Haven't done a full write-up on the process yet, but I'd say the hardest parts in order were:
1. Audio
To replicate the mixing logic of the game, we need low-latency control over the audio samples being played. The Web Audio API gives you AudioWorklets to achieve this. They are called hundreds of times per second to deliver the next batch of samples. This means they need to return very quickly to avoid stalling the audio stream. They are also run on a separate thread, so it's up to you to figure out how to provide them with the data they need.

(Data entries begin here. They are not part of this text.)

PR #976, opened 2026-05-02
Route API User Agents by Actual Provider Target

jatmn:
## Warning

Do **not** approve this PR until @kevincodex1  has confirmation from moonshot.ai that the KimiCode provider no longer blocks `openclaude-cli`.

## Summary

This PR fixes how OpenClaude reports its client identity across different network paths.

Previously, the code mixed together:

- Anthropic compatibility traffic, which must keep the upstream-compatible `claude-cli` identity and compatibility version
- non-first-party/OpenAI-compatible traffic, which should identify as `openclaude-cli` and use the current public build version

This change separates those cases so each request path reports the correct client name and version.

### 1. Split Anthropic-owned vs provider-routed user agents

Updated the HTTP user-agent helpers so:

- Anthropic-owned endpoints continue using `claude-cli/<compatibility-version>`
- provider-routed non-first-party API traffic uses `openclaude-cli/<current-build-version>`

Files:

- `src/utils/http.ts`

### 2. Make API client routing follow the actual request target

Updated `getAnthropicClient()` to pass its already-computed first-party decision into the provider-routed user-agent helper.

This ensures user-agent selection follows the real request routing, including `providerOverride`, instead of relying only on ambient environment variables.

Files:

- `src/services/api/client.ts`

### 3. Add focused regression coverage

Expanded tests to cover:

- first-party compatibility traffic
- Anthropic-owned endpoints under third-party provider environment
- non-first-party/OpenAI-compatible provider traffic
- explicit first-party override behavior

Files:

- `src/utils/http.test.ts`
- `src/utils/userAgent.test.ts`

## Why

We needed to fix two opposite problems at the same time:

1. Anthropic-owned requests must preserve upstream-compatible identity and compatibility versioning so they continue to work with first-party filters and version gates.
2. OpenAI-compatible and other non-first-party connections should no longer report the compatibility version (`99.0.0`) as the client version, and should instead surface the actual current build version.

This PR makes that split explicit and request-target-aware.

So I had to build a small set of lock-free shared memory structures (locks would be able to stall the audio) to transfer the constantly updating track descriptors (e.g. gain, pan) and their PCM data to the worklet. For example, for the track descriptors I used a double buffer in shared memory with an atomic flag to indicate which buffer is 'live'. When the main thread needs to write, it writes to the non-live side and flips the flag. When the worklet reads, it reads the flag and the data, then reads the flag again to make sure it didn't change in the middle of reading.
2. File I/O
The game has a lot of small assets read as whole files (e.g. 3D models, scripts), but also larger archives which it reads small slices from (e.g. sound). The former is easy to do with a simple fetch, but the latter would require either loading the whole ~500 MB file or using a Range header which doesn't always cache well.
I ended up writing a Cloudflare worker to serve the assets in 1MB chunks to solve this, pulling from a R2 bucket.
Safari was also a huge pain here. The game does some blocking I/O for things like save data. I originally implemented this by performing the IndexedDB operations on a worker thread, with a short spin lock on the main thread (since Atomics.wait() can't be used on the main thread). This works in Chrome and Firefox but causes a deadlock in Safari - I assume because it proxies the actual work to the main thread. So I had to rework all of the places where the game touches save and config data to poll for completion.
3. Graphics
The game is built around a DirectX 8-era fixed-function rendering pipeline, so emulating it with 'modern' WebGL 2 wasn't too difficult. I built a single uber shader that takes all the fixed-function inputs. Modern GPUs handle branching pretty well when all shader units take the same path, so this kept the rendering simple without needing to manage tons of shader permutations.
The main performance issue I ran into was CPU overhead from the number of WebGL calls per frame. This was mostly solved by tracking the last set WebGL state to avoid making redundant calls and writing all the shader uniforms with a uniform buffer instead of thousands of gl.uniform*() calls per frame.
Lens flares were interesting to port from the Xbox version as they use occlusion queries. The game assumed occlusion queries would be completed within 1 frame, but it can actually take longer, so I had to rework that. The refraction effect for the hover car was also fun to wire up, since it's the only thing in the game which requires access to the framebuffer as a texture.
Oh and for FMVs, I just converted them to H264 MP4s and play them with a HTML <video> overlay.
Have fun! Runs on mobile too with a physical keyboard. Firefox on macOS is quite stuttery though, if there's a Mozilla engineer here I'd love to know why.